Dans Un pays qui se tient sage, la force des images et le poids des discours successifs permettent de saisir la brutalité disproportionnée de l’action policière. Et au-delà des manifestations des Gilets jaunes, ces 153 collégien.nes maintenu.es pendant plus de 3 heures à genoux, les mains derrière la tête, comme dans un régime autoritaire ne respectant que la force d’asservir le peuple — pour mémoire, cette journée de décembre 2018 s’est soldée par la garde à vue de 190 collégien.nes…

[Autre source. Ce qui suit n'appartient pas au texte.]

Issue #403, opened 2026-09-12
[Quoin#403] src/quire/validate.ts promises ajv's diagnostic order — Stage 1 cannot keep that promise


kreneskyp:
## The promise

`src/quire/validate.ts` documents its output lines as being "in the order ajv reported them". That is a comment describing a real property of the current implementation, and it is also a commitment the Rust port cannot honour.

## Why it cannot be kept

Measured during #378 across 118 documents:

- The `jsonschema` crate matches ajv's order on **110 of 118**.
- The two `jsonschema` releases under evaluation (0.18.3 and 0.56.0) disagree **with each other** on `exports-two-faults`.

So diagnostic order is not a stable property of the Rust validator across its own versions, let alone across engines. #378's crates sort deterministically on `(instance location, keyword)` instead.

## What this ticket wants

Correct the comment **before** the Stage 1 cutover, not after.

The distinction #378 established and this repo should adopt everywhere: **verdicts are contractual, diagnostic text and diagnostic order are not.** Verdict parity is exact (171/171 in #378). Order was never a contract; it was an accident of ajv that a comment turned into an apparent guarantee.

Correcting it afterwards reads as the port having lost a property. Correcting it now records the true state: the guarantee was never sound, and the replacement is a stronger one — a deterministic sort that does not vary with the validator's version.

Related: #378 (PR #402), where the measurement was made; #379 (PR #398), Stage 1.

Issue #387, opened 2026-09-12
[Quoin#387] [Stage 6] quoin-measurement-graph: the governed graph portfolio


kreneskyp:
Port `src/measurement/graph-adapters.ts`, `graph-portfolio.ts`, `graph-portfolio-load.ts` (1,812 lines, 3 files) to `rust/quoin-measurement-graph`.

**The one crate boundary in Stage 6 the code actually supports.** Single entry point (`graph-portfolio-load.ts:21 buildGovernedGraphPortfolio`), no inbound edges except the facade `index.ts`, and it is the only part of the measurement subsystem that reaches `../quire/index.js` (`graph-adapters.ts:8 validateAssurance`) and `../graph-analysis/index.js` (`graph-portfolio-load.ts:8`). Splitting it isolates those two dependencies from the rest of measurement, which is what a crate boundary is for.

**Depends on #385** (`quoin-graph-analysis`) — land that first — and on #380 for `canonicalJson` (`graph-adapters.ts:7`, `graph-portfolio.ts:6`).

## Acceptance
- governed-graph portfolio output byte-identical to TS on a golden corpus
- `graph-portfolio.ts:326 canonicalGraphPortfolioJson` delegates to `quoin-store`'s canonical function — it is a thin wrapper today and must not become a second implementation
- FR-066/FR-067 adapter behaviour asserted by Rust tests
- clippy clean at `-D warnings`

---
Parent: #373. Depends on the workspace from #375 for wiring, but the crate itself is written and tested standalone — do not block on it.

Standing rules: `/rust-review` is the style guide, a repo `rust-style` doc outranks it. `#![forbid(unsafe_code)]`, one `thiserror` error enum per crate boundary with stable codes, newtypes over bare `String`/`Uuid` for ids. The existing TypeScript is the oracle: capture expected fixtures from it once, never leave TS as a runtime oracle. **No TypeScript is deleted in this ticket** — cutover and deletion are separate tickets per FR-018.

kreneskyp:
Delivery reconciliation: #387 is complete. quoin-measurement-graph was delivered through 196cfcb, d2e556a, d54cce6, and d2ba6eb; its Rust golden/criterion suites cover governed-graph loading, canonical output, and FR-066/FR-067 behavior. The TypeScript governed graph portfolio was deleted only after the Rust cutover in dc6bcec / eb0ca08. Closing this stale implementation ticket; later promotion/release work belongs to #520/#521, not this completed Stage 6 port.

PR #489, opened 2026-09-13
feat(quire): validate_assurance over a vendored assurance-v1 schema

### LINKED ISSUE #474: [Stage 6] quoin-quire must expose validate_assurance over the vendored assurance-v1 schema
Wave 7 of the Stage 6 measurement port, concurrent with W6. `quoin-quire` gains `validate_assurance` over a vendored `assurance-v1.schema.json` — the gap that blocks the graph adapters.

Needs `quoin-jsonschema` (#470) and the vendored schema.

Gate: the vendored schema is byte-equal to `src/quire/schemas/assurance-v1.schema.json`; verdict parity with `src/quire/validate.ts:99` on a corpus; #403's diagnostic-ordering promise explicitly not made.

Trace: FR-099. Blocks #387.

Parent: #373

kreneskyp:
Wave 7 of Stage 6. `quoin-quire` gains `schema::validate_assurance`, the Rust
successor to `validateAssurance` (`src/quire/validate.ts:99`) — the gap that
blocks the graph adapters (#387, W8/W9).

**Not a cutover.** Zero TypeScript deleted, zero `.ts` files touched.
`src/quire/validate.ts` remains the oracle and was not improved on the way out.

## What was added

968 lines of Rust added, 4 removed, across seven files:

| file | lines | what |
| --- | ---: | --- |
| `src/schema.rs` | 191 | the vendored schema, `ValidAssuranceDocument`, `validate_assurance` |
| `src/error.rs` | +52 | `QQ-1063 AssuranceContract`, `QQ-1064 VendoredSchemaInvalid` |
| `src/lib.rs` | +9/-4 | the re-export and the capability table |
| `oracle/capture-assurance-bases.rs` | 139 | one-time: the corpus base documents |
| `tests/tc_474_assurance_schema.rs` | 197 | provenance and the format policy |
| `tests/tc_474_assurance_parity.rs` | 250 | verdict parity against the oracle |
| `tests/tc_474_module_sizes.rs` | 130 | the crate's module-size census |

Plus `schemas/assurance-v1.schema.json` (7,712 bytes, vendored),
`oracle/capture-assurance-verdicts.mjs` (the one-time ajv capture), two goldens
and `DIVERGENCE.md`.

## Which constructor, and why

`SchemaValidator::compile_vendored` — which registers no format check and
asserts none.

`src/quire/validate.ts:99` is `new Ajv2020({ allErrors: true, strict: false })`
and registers **nothing**. `assurance-v1` declares one `format` (`uuid`, on
`$defs.artifact.uuid`), and under that ajv it is an annotation: ajv logged
`unknown format "uuid" ignored in schema at path "#/properties/uuid"` while the
capture ran, and accepted `"not-a-uuid"`. That is the measurement the choice
rests on, not the fact that the schema has a `format`.

`compile_with_formats` — which the two *measurement* schemas need, because their
ajv instances each register `date-time` (`quoin-jsonschema/DIVERGENCE.md` §4) —
would have refused documents the oracle accepts. `tc_474_012` asserts it from
both sides: the same document is accepted by `validate_assurance` and refused by
a build of the same vendored schema with a `uuid` check registered, so the
constructor cannot quietly invert without a red test.

`quoin-jsonschema` is the only validator involved. No `jsonschema` dependency
was added to `quoin-quire`; that pin stays in `quoin-jsonschema`'s manifest.

## The corpus

**217 documents**, of which the oracle accepts 28 and refuses 189. It is
`base documents × a fixed named mutation ladder`, following
`quoin-jsonschema/tests/tc_470_parity.rs` — not hand-written fixtures, not
sampled.

The two bases are real exports produced by the linked engine
(`quire_rs::build_assurance_export`, rev `85dfe9d5`) over the two committed
fixture corpora: `tests/fixtures/repo` under its own module, where every
collection is populated, and under `tests/fixtures/module-no-traceability`,
where `artifacts`, `obligations`, `relation_kinds` and `relations` come back
empty. There is **no retained `assurance-v1` document in this repository** to
read instead, and the engine is the only thing that can write one — so the bases
are captured once and committed with their provenance. Not a self-fixture: the
thing under test is the schema check, which had no hand in producing them.

Each base is then mutated once per named rung: every top-level key removed in
turn, every key of the first element of every collection removed and nulled in
turn, an unknown key added at each level, the two `const` tags broken, the
`revision` and `digest` patterns broken, and every arm of the only lookahead in
the document (`locator.path`'s `^(?!/)(?!.*(?:^|/)\.\.(?:/|$)).+$`) — including
the three arms that must be **accepted** (`a/..b.md`, `a/b...md`, `a/./b.md`),
so a regex that refused everything could not pass as agreement. Both bases carry
both verdicts, asserted per base. `CORPUS_FLOOR = 180` is the anti-vacuity floor;
`tc_474_022` additionally names the twelve load-bearing rungs so the corpus
cannot shrink quietly.

The ajv capture is a one-time `.mjs` that **imports** `validateAssurance` rather
than rebuilding its ajv instance, and writes a frozen golden recording ajv
8.20.0, node v22.15.0, the engine pin and the quoin revision. No Rust test
spawns node, pnpm or tsx (FR-101-AC-5).

## Divergences

**`DECLARED_DIVERGENCES` is empty**, and the test makes that a measured claim:
an undeclared disagreement fails, and a declared one that stopped disagreeing
fails too. All 217 verdicts agree.

`DIVERGENCE.md` records the rest:

1. Verdicts are contractual. **Error text, error count and error order are not** —
   #403's ordering promise is explicitly not made, and no test asserts any of the
   three.
2. `format` is annotated, never asserted, and why.
3. `ValidAssuranceDocument` is a local newtype rather than a reuse of
   `quoin_jsonschema::ValidDocument`: that one is indexed by `VendoredSchema`,
   the closed enum of the two *measurement* documents, whose `compile()`
   hardcodes a `date-time` check. Widening it would file a quire output contract
   under the measurement namespace and hand it exactly the wrong format policy.
   The validator is shared; only the ~15-line proof token is local.
4. No declared verdict divergence.
5. `validate_assurance` is the weaker of the two readers; a caller with premises
   wants `assurance::read`.

## Defects found

None absorbed, none covered up. Two pre-existing modules sit above the 500-line
soft ceiling (`error.rs`, `properties.rs`); the new census names them by name
rather than raising the ceiling, and `error.rs` grew by this ticket's two
variants. Nothing was pinned down, lint-allowed or deleted to make a gate pass.

`Error` carries `Vec<String>` violations rather than `Vec<SchemaError>` because
`Error` derives `Clone, PartialEq, Eq` and `SchemaError` is not `Eq` — carrying
it would have meant weakening the derives.

## Gates

Run from `rust/` with a worktree-local `--target-dir`, all exit 0:

- `cargo fmt --all --check`
- `cargo clippy --workspace --all-targets --locked -- -D warnings`
- `cargo test --workspace --locked` — 0 failed
- `make rust-gate` — fmt, clippy, cargo deny, tests, the end-to-end caller and
  the differential harness (12 cases, 0 differences)

Nothing in `quoin-measurement` was touched.

Closes #474.


kreneskyp:
## Review — approved, merging

Gates re-run independently at `ddd69aa` on a clean worktree, not taken from the agent's report:

- `CLIPPY_EXIT=0`, `TEST_EXIT=0`, 115 test binaries green
- zero `.ts` files in the diff (14 files changed)
- vendored `assurance-v1.schema.json` is byte-identical to `src/quire/schemas/assurance-v1.schema.json` (`cmp` clean), so the vendoring is a copy and not a reinterpretation

Three things make this credible rather than merely green:

**`compile_vendored` was chosen by measurement.** `validate.ts:99` registers no format check, and ajv itself logged `unknown format "uuid" ignored` during the capture. `tc_474_012` asserts the choice from both sides, so the decision cannot invert silently later.

**The empty `DECLARED_DIVERGENCES` across 217 agreeing verdicts is the finding.** It is believable because the corpus is not refuse-shaped: 28 accepted / 189 refused over two engine-produced bases × a named mutation ladder, both bases carrying both verdicts, `CORPUS_FLOOR = 180`. Three of the ten `locator.path` lookahead arms must be *accepted*, so a refuse-everything regex could not masquerade as parity.

**The new census records debt, it does not raise a ceiling.** `ALLOWED_ABOVE_HARD_CEILING` is empty. `OVER_SOFT_CEILING = ["error.rs", "properties.rs"]` names two modules that predate this ticket, and `tc_474_031` asserts *exact set equality* — a third crossing fails, and so does splitting one out without recording it.

`ValidAssuranceDocument` follows parse-don't-validate (`RawFileSha256Digest::parse_stored` is the in-repo model). No `jsonschema` dependency added to `quoin-quire`. #403's diagnostic-ordering promise is explicitly *not* made, which is the right call under 'verdicts are contractual, error text is not'.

Agir de façon autoritaire, faire en sorte que les images de ces assauts du peuple circulent, que les médias fassent débat sur le sujet, sur le choc généré par la violence policière, la légitimer peut-être… rien de tel pour marquer les esprits et intimer au peuple d’y réfléchir à deux fois avant de se révolter, de dire sa colère des inégalités qui s’aggravent, avant de descendre dans la rue en usant de son droit constitutionnel de manifester.

En fin de documentaire, l’auteur rappelle la mort de Rémi Fraisse, à Sivens (Tarn), dans la nuit du 25 octobre 2014. Je me souviens de la violence des CRS à la Zad relatée par celles et ceux qui défendaient la zone humide du Testet contre le projet d’un barrage payé par de l’argent public pour bénéficier à une poignée d’agriculteurs conventionnels. Après la morte de Rémi Fraisse, je me souviens de la violence qui s’est abattue sur la manifestation pacifique il y a 6 ans, chroniquée dans mon blog Mediapart sous le titre : À Toulouse, la guerre contre le peuple est déclarée. Il y a 6 ans, la police s’entraînait dans les manifestations de Nantes et de Toulouse, toujours sévèrement réprimées, fabricant des prises de manifestant.es pour le journal de 20h et la Une des journaux, comme je l’ai vu faire. Déjà, nous étions sommé.es de craindre les forçats de la rue — les manifestant.es casseur.es — pour révérer la violence policière, oui, en appeler à l’autorité de l’État face à ces « black blocs » effrayant.es parfaitement stigmatisé.es pour détourner le regard du sujet de la colère du peuple.

Le documentaire de David Dufresne est nécessaire, historique, car il trace les dérives à l’œuvre en démocratie néolibérale — une association de mots antinomique car le néolibéralisme est tyrannique. Le film est sorti sur les écrans il y a quelques semaines. Souhaitons qu’il puisse poursuive sa diffusion au déconfinement mais également qu’il soit relayé par une chaîne de télévision publique afin de lui donner l’audience qu’il mérite. La dérive autoritaire de l’État est tracée, son détournement des forces de police est interrogé car loin d’assurer la mission de service public consistant à assurer la sécurité de la population, ces forces assurent dorénavant la protection de la doctrine gouvernementale, et cela seulement. Au détriment de la démocratie. À l’heure de la proposition de loi sur la sécurité globale — une terminologie qui interpelle — ce film est d’autant plus indispensable.

Au-delà du film, il faudra aussi se souvenir de cela : récemment en France, 4 enfants d’école primaire ont été interpellés au petit matin à leur domicile, par des policiers en tenue d’assaut. Les appartements ont été perquisitionnés. Les enfants ont été auditionnés pendant des heures pour apologie du terrorisme. Leurs parents craignent qu’ils soient dorénavant stigmatisés et pointés comme « terroristes » à leur retour en classe. Ils ont 10 ans. Leur arrestation s’est déroulée le 5 novembre 2020.

Mais puisqu’un laboratoire américain vient d’annoncer la prochaine mise sur le marché d’un vaccin anti-covid, voilà la promesse que nous allons être prochainement sauvé.es. Depuis ce matin, la radio ne parle que de cela : le vaccin, les études réalisées en 7 mois seulement, les nano-particules salvatrices… Nous voilà à nouveau détournés du scandale que représente l’arrestation inique de ces enfants, entre autres violences consistant à réduire les libertés comme à réprimer.